PR #56, opened 2021-09-17
:mortar_board::lipstick: Topic3 Cleaning up whitespace in statements/expressions

jameshughes89:
### What
Small formatting changes to better match conventions. 

### Why
It's better this way.


twentylemon (approved):
`grep -r ',[^ ]'` will find you these. If you have globstar, you can do `grep -r ',[^ ]' **/*.rst` to only look in rst files.

PR #61, opened 2021-09-22
:mortar_board: Topic4 Clean up end sections wording

jameshughes89:
### What
Cleaned up some wording in the discussions on (a) nesting, (b) libraries, and (c) NumPy. 

### Why
The wording was either wrong, or wrong-ish, or arguable, or nuanced, or needs far more explaining, or bleh

### Where
Only the latter portion of the topic. There may be more cleanup needed for the earlier sections. It was just the latter sections that stood out particularly bad to me. 

### Additional Notes
Most of this, if not all, was vestigial content from back when the content was for UWO's COMP 2120. The focus of 2120 was a little different then a CS 101 course.

### DIFF
--- a/source/topic4.rst
+++ b/source/topic4.rst
@@ -241,8 +241,7 @@ Libraries
 * Most of you are here because you are pragmatic people who want to *get stuff done*
 * The fastest way to *get stuff done* is by leveraging stuff that other people have done.
 * Remember functions? Wouldn't it be awesome if there were huge collections of functions that already existed... and did a lot of the stuff you want to do? 
-* One of reasons we're using Python is because it has a *huge* variety of existing **libraries**/**packages**.
-* No matter what you want to do, there's probably a library that can help you.
+* Python has a *huge* variety of existing **libraries**/**packages**.
 	   
 	   
 NumPy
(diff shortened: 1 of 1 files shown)


source/topic4.rst
```diff
@@ -199,7 +199,7 @@ Nested conditionals
         else:
             print('Third Quadrant')
 			
-* In the above example, we *could* have done it without nesting and using just ``and`` and whatnot, but the nesting does make things easy to follow. 
+* In the above example, we *could* have done it without nesting by using ``and`` and whatnot, but for fun we can nest it
 
 * Again, no limit to how deep you nest... but mind the readability of your code!
```
twentylemon, line 204: Python does actually have a limit to the amount of nesting, it's 20. [StackOverflow question](https://stackoverflow.com/questions/44972719/why-does-python-have-a-limit-on-the-number-of-static-blocks-that-can-be-nested) has some context.

twentylemon (approved):

source/topic4.rst
jameshughes89: Oh shit, I totally remember learning this earlier this year.

jdelamer: Really? Good to know.

jameshughes89: Neat, eh!?

PR #62, opened 2021-09-23
:bomb: Labs Remove 'online section' instructions

jameshughes89:
### What
Remove the details at the end of each lab explaining that the online section must submit their lab via Moodle. 

### Why
There is no online section this year, and these instructions just confuse the students. 

### Where
End of all lab files. It was a WARNING.

### Additional Notes
I was gonna' just comment it out just in case it came back in the future, but (a) I don't think online sections will be back for a while, (b) it's easy to just add the warning back in, and (c) I was too lazy if commenting out the warning would actually work since  the `..` for comments is similar to `.. warning::` for warning, so, idk. Easier to just delete.


twentylemon:
> I was gonna' just comment it out just in case it came back in the future

This is part of what version control is for. Don't leave crap in your code base if it's in history.

twentylemon (approved):

PR #63, opened 2021-09-23
:memo: Add link to course to readme

jameshughes89:
### What
Add a link to csci161 to the readme.

### Why
So people can see it if they want. 

### Where
Top of readme. 

### How
Literally copy/pasted from CS102 and changed a number.

### DIFF
--- a/README.md
+++ b/README.md
@@ -1,7 +1,7 @@
 # cs101
 CS 101: Introduction to Computer Science --- Python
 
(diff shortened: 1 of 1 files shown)


twentylemon (changes requested):
Isn't it cs161?

jameshughes89:
>> Isn't it cs161?

> Literally copy/pasted from CS102 and changed a number.

F

twentylemon (approved):

PR #67, opened 2021-09-28
:bug: Asn1 Fix function header and remove output cells from ipynb

jameshughes89:
### What
Change `:return X:` -> `:param X:` for the `num_starbucks` function header. Also remove the bad executed code from the notebook. 

### Why
Currently in the asn1.ipynb file the function header is wrong and says return when it should say param. There is also some output from cells that were run that are saved in the notebook. These may be confusing. 

### Additional Notes
Oddly, the asn.py file is just fine. :shrug:


twentylemon (approved):
No idea why the diff is 400 pages, but `return` -> `param` checks out.

PR #73, opened 2021-10-01
:bomb: Asn1 Remove code that should not be there

jameshughes89:
### What
Remove excess broken code that were left in cells. Also, for some reason one of the functions they were to write was 3/4ths already done for some reason. 

### Why
Broken

### Additional Notes
I will not merge this until at least Tuesday since the removal of the working part of the one function would be perhaps not very fair to those that have yet to start.


twentylemon (approved):
These `ipynb` files are hard to review.

PR #77, opened 2021-10-13
:bug: Assignment3 Fix link to aliasing

jameshughes89:
### What
Correct the link to aliasing in topic8. 

### Why
It was linking to the old location/website. 

### Where
At the beginning, where I give them a hint (that no one will read) about refs and values and whatnot. 

### How
Replace the link with the correct one (http://modsurski.com/csci161/topic8.html#aliasing)

### Additional Notes
I wish I could link with the `:doc:`, but I can't use the `#` to specify a spot with that. :shrug:

### DIFF
--- a/source/asn3.rst
+++ b/source/asn3.rst
@@ -14,12 +14,11 @@ Assignment #3: I'm only taking CS to make sick video games
    * 2D lists
    * Generalizing rules 
 
+
 .. warning::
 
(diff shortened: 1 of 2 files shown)


twentylemon (changes requested):
> I wish I could link with the `:doc:`, but I can't use the `#` to specify a spot with that. :shrug:

https://www.sphinx-doc.org/en/master/usage/restructuredtext/roles.html#role-ref

PR #83, opened 2021-10-15
:lipstick: Rename params and add space

jameshughes89:
### What
- Add a space between the parameters.
- Rename `char` -> `character` and `string` to `phrase` params for the functions.

### Why
- Spacing for consistency. 
- Renaming the params since `char` and `string` are keywords in other languages, so this just makes things more different. 

### Where
Lab 6, questions 1 -- 4. 

### Additional Notes
`char` and `string` are fine in python, but this helps make things more distinct. Further, sometimes new students get mixed up with the variable/param names and thinking that, because it's a string, it **has** to be called string, which is not correct.

### DIFF
--- a/source/lab6.rst
+++ b/source/lab6.rst
@@ -9,20 +9,20 @@ We're going to do a bunch of linear searchers to start.
 
 **1**
 
-Write a function ``char_is_in_while(char,string)`` that returns ``True`` if the character char appears in the string ``string``, otherwise return ``False``. This function **must** use a *while* loop. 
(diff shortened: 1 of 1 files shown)


jameshughes89:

▶ _PROBLEM TO WORK ON_
Output each record exactly, leaving nothing out.

▶ _TASK RESULT_
PR #56, opened 2021-09-17
:mortar_board::lipstick: Topic3 Cleaning up whitespace in statements/expressions

jameshughes89:
### What
Small formatting changes to better match conventions. 

### Why
It's better this way.


twentylemon (approved):
`grep -r ',[^ ]'` will find you these. If you have globstar, you can do `grep -r ',[^ ]' **/*.rst` to only look in rst files.

PR #61, opened 2021-09-22
:mortar_board: Topic4 Clean up end sections wording

jameshughes89:
### What
Cleaned up some wording in the discussions on (a) nesting, (b) libraries, and (c) NumPy. 

### Why
The wording was either wrong, or wrong-ish, or arguable, or nuanced, or needs far more explaining, or bleh

### Where
Only the latter portion of the topic. There may be more cleanup needed for the earlier sections. It was just the latter sections that stood out particularly bad to me. 

### Additional Notes
Most of this, if not all, was vestigial content from back when the content was for UWO's COMP 2120. The focus of 2120 was a little different then a CS 101 course.

### DIFF
--- a/source/topic4.rst
+++ b/source/topic4.rst
@@ -241,8 +241,7 @@ Libraries
 * Most of you are here because you are pragmatic people who want to *get stuff done*
 * The fastest way to *get stuff done* is by leveraging stuff that other people have done.
 * Remember functions? Wouldn't it be awesome if there were huge collections of functions that already existed... and did a lot of the stuff you want to do? 
-* One of reasons we're using Python is because it has a *huge* variety of existing **libraries**/**packages**.
-* No matter what you want to do, there's probably a library that can help you.
+* Python has a *huge* variety of existing **libraries**/**packages**.
 	   
 	   
 NumPy
(diff shortened: 1 of 1 files shown)


source/topic4.rst
```diff
@@ -199,7 +199,7 @@ Nested conditionals
         else:
             print('Third Quadrant')
 			
-* In the above example, we *could* have done it without nesting and using just ``and`` and whatnot, but the nesting does make things easy to follow. 
+* In the above example, we *could* have done it without nesting by using ``and`` and whatnot, but for fun we can nest it
 
 * Again, no limit to how deep you nest... but mind the readability of your code!
```
twentylemon, line 204: Python does actually have a limit to the amount of nesting, it's 20. [StackOverflow question](https://stackoverflow.com/questions/44972719/why-does-python-have-a-limit-on-the-number-of-static-blocks-that-can-be-nested) has some context.

twentylemon (approved):

source/topic4.rst
jameshughes89: Oh shit, I totally remember learning this earlier this year.

jdelamer: Really? Good to know.

jameshughes89: Neat, eh!?

PR #62, opened 2021-09-23
:bomb: Labs Remove 'online section' instructions

jameshughes89:
### What
Remove the details at the end of each lab explaining that the online section must submit their lab via Moodle. 

### Why
There is no online section this year, and these instructions just confuse the students. 

### Where
End of all lab files. It was a WARNING.

### Additional Notes
I was gonna' just comment it out just in case it came back in the future, but (a) I don't think online sections will be back for a while, (b) it's easy to just add the warning back in, and (c) I was too lazy if commenting out the warning would actually work since  the `..` for comments is similar to `.. warning::` for warning, so, idk. Easier to just delete.


twentylemon:
> I was gonna' just comment it out just in case it came back in the future

This is part of what version control is for. Don't leave crap in your code base if it's in history.

twentylemon (approved):

PR #63, opened 2021-09-23
:memo: Add link to course to readme

jameshughes89:
### What
Add a link to csci161 to the readme.

### Why
So people can see it if they want. 

### Where
Top of readme. 

### How
Literally copy/pasted from CS102 and changed a number.

### DIFF
--- a/README.md
+++ b/README.md
@@ -1,7 +1,7 @@
 # cs101
 CS 101: Introduction to Computer Science --- Python
 
(diff shortened: 1 of 1 files shown)


twentylemon (changes requested):
Isn't it cs161?

jameshughes89:
>> Isn't it cs161?

> Literally copy/pasted from CS102 and changed a number.

F

twentylemon (approved):

PR #67, opened 2021-09-28
:bug: Asn1 Fix function header and remove output cells from ipynb

jameshughes89:
### What
Change `:return X:` -> `:param X:` for the `num_starbucks` function header. Also remove the bad executed code from the notebook. 

### Why
Currently in the asn1.ipynb file the function header is wrong and says return when it should say param. There is also some output from cells that were run that are saved in the notebook. These may be confusing. 

### Additional Notes
Oddly, the asn.py file is just fine. :shrug:


twentylemon (approved):
No idea why the diff is 400 pages, but `return` -> `param` checks out.

PR #73, opened 2021-10-01
:bomb: Asn1 Remove code that should not be there

jameshughes89:
### What
Remove excess broken code that were left in cells. Also, for some reason one of the functions they were to write was 3/4ths already done for some reason. 

### Why
Broken

### Additional Notes
I will not merge this until at least Tuesday since the removal of the working part of the one function would be perhaps not very fair to those that have yet to start.


twentylemon (approved):
These `ipynb` files are hard to review.

PR #77, opened 2021-10-13
:bug: Assignment3 Fix link to aliasing

jameshughes89:
### What
Correct the link to aliasing in topic8. 

### Why
It was linking to the old location/website. 

### Where
At the beginning, where I give them a hint (that no one will read) about refs and values and whatnot. 

### How
Replace the link with the correct one (http://modsurski.com/csci161/topic8.html#aliasing)

### Additional Notes
I wish I could link with the `:doc:`, but I can't use the `#` to specify a spot with that. :shrug:

### DIFF
--- a/source/asn3.rst
+++ b/source/asn3.rst
@@ -14,12 +14,11 @@ Assignment #3: I'm only taking CS to make sick video games
    * 2D lists
    * Generalizing rules 
 
+
 .. warning::
 
(diff shortened: 1 of 2 files shown)


twentylemon (changes requested):
> I wish I could link with the `:doc:`, but I can't use the `#` to specify a spot with that. :shrug:

https://www.sphinx-doc.org/en/master/usage/restructuredtext/roles.html#role-ref

PR #83, opened 2021-10-15
:lipstick: Rename params and add space

jameshughes89:
### What
- Add a space between the parameters.
- Rename `char` -> `character` and `string` to `phrase` params for the functions.

### Why
- Spacing for consistency. 
- Renaming the params since `char` and `string` are keywords in other languages, so this just makes things more different. 

### Where
Lab 6, questions 1 -- 4. 

### Additional Notes
`char` and `string` are fine in python, but this helps make things more distinct. Further, sometimes new students get mixed up with the variable/param names and thinking that, because it's a string, it **has** to be called string, which is not correct.

### DIFF
--- a/source/lab6.rst
+++ b/source/lab6.rst
@@ -9,20 +9,20 @@ We're going to do a bunch of linear searchers to start.
 
 **1**
 
-Write a function ``char_is_in_while(char,string)`` that returns ``True`` if the character char appears in the string ``string``, otherwise return ``False``. This function **must** use a *while* loop. 
(diff shortened: 1 of 1 files shown)


jameshughes89:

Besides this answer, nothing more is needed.